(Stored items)
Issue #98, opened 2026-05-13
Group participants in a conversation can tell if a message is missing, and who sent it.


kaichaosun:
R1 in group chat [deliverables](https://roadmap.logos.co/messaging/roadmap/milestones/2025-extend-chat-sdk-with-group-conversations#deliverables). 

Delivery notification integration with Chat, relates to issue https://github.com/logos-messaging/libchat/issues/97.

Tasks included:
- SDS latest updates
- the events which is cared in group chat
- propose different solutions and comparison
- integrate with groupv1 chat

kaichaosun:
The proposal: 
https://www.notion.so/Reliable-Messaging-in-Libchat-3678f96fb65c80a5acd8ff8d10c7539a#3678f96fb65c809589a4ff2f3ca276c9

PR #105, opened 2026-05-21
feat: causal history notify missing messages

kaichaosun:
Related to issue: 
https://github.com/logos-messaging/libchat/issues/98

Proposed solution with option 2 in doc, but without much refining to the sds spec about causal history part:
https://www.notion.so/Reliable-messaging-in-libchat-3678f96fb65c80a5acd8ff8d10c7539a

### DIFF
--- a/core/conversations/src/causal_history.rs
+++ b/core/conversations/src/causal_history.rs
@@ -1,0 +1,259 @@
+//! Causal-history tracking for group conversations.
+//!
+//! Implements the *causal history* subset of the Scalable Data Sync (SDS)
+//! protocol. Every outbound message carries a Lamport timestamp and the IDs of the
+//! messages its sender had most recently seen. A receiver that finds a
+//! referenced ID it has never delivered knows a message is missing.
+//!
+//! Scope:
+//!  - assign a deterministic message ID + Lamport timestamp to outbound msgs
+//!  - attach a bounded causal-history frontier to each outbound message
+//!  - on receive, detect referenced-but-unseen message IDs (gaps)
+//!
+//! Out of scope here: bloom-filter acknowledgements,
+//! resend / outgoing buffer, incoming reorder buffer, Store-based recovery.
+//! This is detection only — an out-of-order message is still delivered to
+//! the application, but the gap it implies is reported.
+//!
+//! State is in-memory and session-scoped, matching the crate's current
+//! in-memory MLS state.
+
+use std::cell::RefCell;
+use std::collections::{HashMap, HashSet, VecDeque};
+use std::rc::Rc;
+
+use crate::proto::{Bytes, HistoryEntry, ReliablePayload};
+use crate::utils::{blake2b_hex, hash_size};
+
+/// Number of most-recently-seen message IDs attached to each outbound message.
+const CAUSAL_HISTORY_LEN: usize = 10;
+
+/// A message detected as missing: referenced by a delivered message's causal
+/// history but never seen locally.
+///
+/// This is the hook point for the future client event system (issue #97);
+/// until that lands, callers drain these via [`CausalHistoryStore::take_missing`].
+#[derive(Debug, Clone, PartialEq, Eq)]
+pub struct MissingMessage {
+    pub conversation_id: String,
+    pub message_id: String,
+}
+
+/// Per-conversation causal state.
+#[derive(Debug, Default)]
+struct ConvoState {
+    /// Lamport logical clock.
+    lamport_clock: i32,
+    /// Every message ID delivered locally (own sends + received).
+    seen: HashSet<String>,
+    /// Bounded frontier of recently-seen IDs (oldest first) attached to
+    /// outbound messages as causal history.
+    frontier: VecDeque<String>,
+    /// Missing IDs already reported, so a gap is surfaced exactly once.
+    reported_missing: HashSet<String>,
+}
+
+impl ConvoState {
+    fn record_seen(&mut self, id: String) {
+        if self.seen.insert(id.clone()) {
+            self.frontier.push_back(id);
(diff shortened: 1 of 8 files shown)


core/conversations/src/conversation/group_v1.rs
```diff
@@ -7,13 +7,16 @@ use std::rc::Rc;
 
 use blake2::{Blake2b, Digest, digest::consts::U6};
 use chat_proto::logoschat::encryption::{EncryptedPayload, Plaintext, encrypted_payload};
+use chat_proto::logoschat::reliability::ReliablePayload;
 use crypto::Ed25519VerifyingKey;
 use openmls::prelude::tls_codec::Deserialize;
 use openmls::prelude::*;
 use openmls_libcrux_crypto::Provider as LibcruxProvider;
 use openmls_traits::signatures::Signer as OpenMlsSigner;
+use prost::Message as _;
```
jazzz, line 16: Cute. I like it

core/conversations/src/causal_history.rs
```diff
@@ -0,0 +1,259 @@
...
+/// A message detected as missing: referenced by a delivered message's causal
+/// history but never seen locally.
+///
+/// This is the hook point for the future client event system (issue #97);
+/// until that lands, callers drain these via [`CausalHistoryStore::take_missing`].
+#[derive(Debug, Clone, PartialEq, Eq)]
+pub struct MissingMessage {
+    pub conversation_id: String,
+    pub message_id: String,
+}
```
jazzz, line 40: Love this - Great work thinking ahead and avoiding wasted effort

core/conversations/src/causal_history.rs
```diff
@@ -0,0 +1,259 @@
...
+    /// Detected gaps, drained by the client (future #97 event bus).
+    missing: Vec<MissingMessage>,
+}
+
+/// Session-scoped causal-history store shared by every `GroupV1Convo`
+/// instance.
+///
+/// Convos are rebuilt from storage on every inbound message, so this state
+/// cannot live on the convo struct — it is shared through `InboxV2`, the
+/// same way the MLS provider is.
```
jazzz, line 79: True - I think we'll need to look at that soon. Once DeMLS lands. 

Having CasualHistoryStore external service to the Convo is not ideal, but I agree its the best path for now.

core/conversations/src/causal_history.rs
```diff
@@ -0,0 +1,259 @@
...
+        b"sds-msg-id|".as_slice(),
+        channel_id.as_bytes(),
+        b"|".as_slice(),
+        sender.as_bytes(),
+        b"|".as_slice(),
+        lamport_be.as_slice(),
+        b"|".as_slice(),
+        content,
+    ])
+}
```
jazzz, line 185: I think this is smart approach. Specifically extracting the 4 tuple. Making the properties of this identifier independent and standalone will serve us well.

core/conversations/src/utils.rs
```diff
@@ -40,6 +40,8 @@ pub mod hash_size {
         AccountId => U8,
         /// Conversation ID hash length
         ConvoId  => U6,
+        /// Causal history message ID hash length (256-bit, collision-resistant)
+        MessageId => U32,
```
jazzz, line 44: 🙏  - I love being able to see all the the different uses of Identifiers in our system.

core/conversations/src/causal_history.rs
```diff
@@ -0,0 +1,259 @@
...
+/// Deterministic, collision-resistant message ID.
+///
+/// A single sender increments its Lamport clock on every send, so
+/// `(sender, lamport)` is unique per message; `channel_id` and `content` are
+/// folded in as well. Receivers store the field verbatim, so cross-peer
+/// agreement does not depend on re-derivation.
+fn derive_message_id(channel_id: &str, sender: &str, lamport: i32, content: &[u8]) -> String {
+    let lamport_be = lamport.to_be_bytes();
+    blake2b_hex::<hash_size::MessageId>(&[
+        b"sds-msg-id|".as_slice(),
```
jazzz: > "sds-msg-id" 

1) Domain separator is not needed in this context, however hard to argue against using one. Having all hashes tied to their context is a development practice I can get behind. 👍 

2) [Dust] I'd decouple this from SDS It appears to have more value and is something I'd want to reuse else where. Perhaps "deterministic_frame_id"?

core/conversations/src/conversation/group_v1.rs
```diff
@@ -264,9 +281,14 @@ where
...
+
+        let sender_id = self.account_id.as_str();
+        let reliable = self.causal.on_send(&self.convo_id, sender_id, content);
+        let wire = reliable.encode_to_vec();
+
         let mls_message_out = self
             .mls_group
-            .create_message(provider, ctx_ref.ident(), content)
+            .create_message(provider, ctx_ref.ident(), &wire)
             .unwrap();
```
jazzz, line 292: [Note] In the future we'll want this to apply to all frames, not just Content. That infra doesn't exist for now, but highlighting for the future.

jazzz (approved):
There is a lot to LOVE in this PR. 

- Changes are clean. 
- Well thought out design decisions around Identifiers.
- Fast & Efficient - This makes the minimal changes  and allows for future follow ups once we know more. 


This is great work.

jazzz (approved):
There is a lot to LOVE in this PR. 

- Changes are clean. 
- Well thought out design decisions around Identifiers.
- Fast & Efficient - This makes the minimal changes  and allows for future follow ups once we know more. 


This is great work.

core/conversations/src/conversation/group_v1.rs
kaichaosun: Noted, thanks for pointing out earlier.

What you have to do: From the records above, return each line that includes "referenced".

Answer box:
+//! referenced ID it has never delivered knows a message is missing.
+//!  - on receive, detect referenced-but-unseen message IDs (gaps)
+/// A message detected as missing: referenced by a delivered message's causal
+/// A message detected as missing: referenced by a delivered message's causal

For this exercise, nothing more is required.